"Saya kehilangan istri saya Carole, tiga anak saya Ryan, Kelly dan Ruby dan juga ibu mertua saya. Saya merasa kesepian. Saya lihat orang-orang bermain dengan anak-anak mereka, dan saya tak bisa. Saya tak bisa lagi melihat wajah dan mendengar suara mereka."
Paul Njoroge kehilangan seluruh keluarganya ketika Penerbangan 302 Ethiopian Airlines jatuh di Addis Ababa 10 Maret lalu dengan korban jiwa 157 orang.
Paul kini berpindah dari satu rumah temannya ke rumah teman yang lain.

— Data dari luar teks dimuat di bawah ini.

PR #11038, opened 2025-07-21
[Announcement] Add validation for unauthorized HCB code block

polypixeldev:
## Summary of the problem

We're not currently doing any validations on when blocks are saved, and leaving checking that any parameters are valid until we render the block. Now that blocks are in the database, we can easily use validations to not save any invalid data in the first place.

## Describe your changes

Added a validation to the HCB code block that makes sure that it is in the same event as the announcement the block is a part of, and alerts it to the user with a browser alert (this will be changed to something nicer in a future PR). The existing checks in `render` are not removed since invalid data could still be in the database or be added with a Rails method that does not check validations.

### DIFF
--- a/app/controllers/announcements/blocks_controller.rb
+++ b/app/controllers/announcements/blocks_controller.rb
@@ -9,10 +9,8 @@ module Announcements
 
       authorize block, policy_class: Announcement::BlockPolicy
 
-      begin
-        block.save!
-      rescue ActiveRecord::RecordInvalid
-        return render json: { errors: block.errors.map { |error| error.full_message } }, status: :bad_request
+      unless block.save
+        return render json: { errors: block.errors.map(&:full_message) }, status: :bad_request
       end
 
       render json: { id: block.id, html: block.rendered_html }
--- a/app/controllers/announcements/blocks_controller.rb
+++ b/app/controllers/announcements/blocks_controller.rb
@@ -12,7 +12,7 @@ module Announcements
       begin
         block.save!
       rescue ActiveRecord::RecordInvalid
-        return render json: { errors: block.errors.map { |error| error.full_message } }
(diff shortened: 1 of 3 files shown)


app/controllers/announcements/blocks_controller.rb
```diff
@@ -9,7 +9,11 @@ def create
 
       authorize block, policy_class: Announcement::BlockPolicy
 
-      block.save!
+      begin
+        block.save!
+      rescue ActiveRecord::RecordInvalid
+        return render json: { errors: block.errors.map { |error| error.full_message } }, status: :bad_request
+      end
```
garyhtou:
```suggestion
      unless block.save
        return render json: { errors: block.errors.map(&:full_message) }, status: :bad_request
      end
```

app/models/announcement/block/hcb_code.rb
```diff
@@ -34,6 +36,16 @@ def render_html(is_email: false)
         Announcements::BlocksController.renderer.render partial: "announcements/blocks/hcb_code", locals: { hcb_code:, event: announcement.event, is_email:, block: self }
       end
 
+      private
+
+      def hcb_code_in_event
+        hcb_code = ::HcbCode.find_by_hashid(parameters["hcb_code"])
+
+        unless hcb_code&.event == announcement.event
```
garyhtou:
```suggestion
        if hcb_code.nil? || hcb_code.event != announcement.event
```

app/models/announcement/block/hcb_code.rb
```diff
@@ -34,6 +36,16 @@ def render_html(is_email: false)
...
+          errors.add(:base, "You are not authorized to insert this transaction")
```
garyhtou:
```suggestion
          errors.add(:base, "Transaction can not be found.")
```

sampoder (approved):
tested locally - works! lgtm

Ia tak sanggup melihat sepatu anak-anaknya.
"Saya masih bisa melihat kaki mereka di dalam. Saya tak akan pernah kembali ke rumah."
Penerbangan ET302 itu adalah pesawat Boeing 737 Max kedua yang jatuh dalam empat bulan.

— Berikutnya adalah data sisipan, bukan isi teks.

PR #11040, opened 2025-07-21
[Announcement] Drop HTML columns from announcements

polypixeldev:
## Summary of the problem

These columns are not being used anymore, and can be safely dropped now that the migration to JSON and blocks is complete.

## Describe your changes

Drops the columns and adds the ignored columns fields as recommended by Strong Migrations


davidcornu (approved):

davidcornu:
@polypixeldev happy to ship this as soon as the merge conflict is resolved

Sebelumnya Boeing 737 Max milik Lion Air terjatuh di Karawang bulan Oktober 201 dilaporkan disebabkan oleh persoalan serupa: sistem kendali pesawat.
Maka keluarga korban seperti Paul bertanya: kenapa pesawat ini masih dibolehkan terbang sesudah ada kecelakaan sebelumnya?

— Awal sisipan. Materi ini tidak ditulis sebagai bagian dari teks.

PR #11044, opened 2025-07-22
Fix inconsitencies between `db/schema.rb` and production

davidcornu:
## Summary of the problem

On a freshly setup database, the schema doesn't match the model annotations. Upon further investigation it appears `db/schema.rb` was erroneously altered so as to no longer match the actual state of production.

## Describe your changes

- Remove default value on `referral_programs.login_text_color`
- Add missing unique index on `(raffles.program, raffles.user_id)`

### DIFF
--- a/db/schema.rb
+++ b/db/schema.rb
@@ -1562,6 +1562,7 @@ ActiveRecord::Schema[7.2].define(version: 2025_07_21_124328) do
     t.string "program", null: false
     t.datetime "created_at", null: false
     t.datetime "updated_at", null: false
+    t.index ["program", "user_id"], name: "index_raffles_on_program_and_user_id", unique: true
   end
 
   create_table "raw_column_transactions", force: :cascade do |t|
--- a/db/schema.rb
+++ b/db/schema.rb
@@ -1790,7 +1790,7 @@ ActiveRecord::Schema[7.2].define(version: 2025_07_21_124328) do
     t.string "background_image_url"
     t.string "login_header_text"
     t.text "login_body_text"
-    t.string "login_text_color", default: "#ffffff"
+    t.string "login_text_color"
   end
 
   create_table "reimbursement_expense_payouts", force: :cascade do |t|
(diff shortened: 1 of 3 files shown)


db/schema.rb
```diff
@@ -1790,7 +1790,7 @@
     t.string "background_image_url"
     t.string "login_header_text"
     t.text "login_body_text"
-    t.string "login_text_color", default: "#ffffff"
+    t.string "login_text_color"
```
davidcornu, line 1794: This was introduced in https://github.com/hackclub/hcb/pull/10953/files#diff-cbf8b25d6d853acf58fa9057841f407d29ffe90649c75cf9e3f51b2d6e3aa1d3. 

For some reason

- The migration does not contain a default: https://github.com/hackclub/hcb/blob/1d799497ece0e4adafd8fd6065ec47e44eb47e2c/db/migrate/20250715203909_add_background_image_url_and_login_text_to_referral_program.rb#L6
- The schema has a default: https://github.com/hackclub/hcb/blob/1d799497ece0e4adafd8fd6065ec47e44eb47e2c/db/schema.rb#L1793
- Production does not having a default: CleanShot 2025-07-22 at 10 56 28@2x

db/schema.rb
```diff
@@ -1562,6 +1562,7 @@
     t.string "program", null: false
     t.datetime "created_at", null: false
     t.datetime "updated_at", null: false
+    t.index ["program", "user_id"], name: "index_raffles_on_program_and_user_id", unique: true
```
davidcornu, line 1565: This was removed in https://github.com/hackclub/hcb/pull/10830/files#diff-cbf8b25d6d853acf58fa9057841f407d29ffe90649c75cf9e3f51b2d6e3aa1d3L1520 but is present (and necessary) in production:

CleanShot 2025-07-22 at 11 11 02@2x

garyhtou (approved):
Thank you so much for this 🙏

db/schema.rb
YodaLightsabr: Apologies for this one! Thank you for making the fix.

davidcornu: No worries! Happens to the best of us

Linimasa: Kecelakaan Boeing
- 29 Oktober 2018: 737 Max 8 yang dioperasikan Lion Air di Indonesia jatuh menewaskan 189 penumpangnya.
- 31 Januari 2019: Boeing melaporkan pemesanan 5.011 pesawat 737 Max dari 79 pelanggan.
- 10 Maret 2019: 737 Max 8 yang dioperasikan Ethiopian Airlines jatuh menewaskan 157 orang penumpangnya.
- 14 Maret 2019: Boeing melarang terbang seluruh armada 737 Max.
- 3 Juli 2019: Boeing menyatakan akan memberi kompensasi US$100 juta (sekitar Rp1,4 trilyun) kepada keluarga korban dan pihak terdampak di Indonesia dan Ethiopia.
Sangat marah
Chris dan Claryss Moore yang tinggal di pinggir kota Toronto kehilangan putri mereka Danielle dalam penerbangan ET302.
Danielle baru saja menghadiri konferensi PBB tentang lingkungan di Kenya.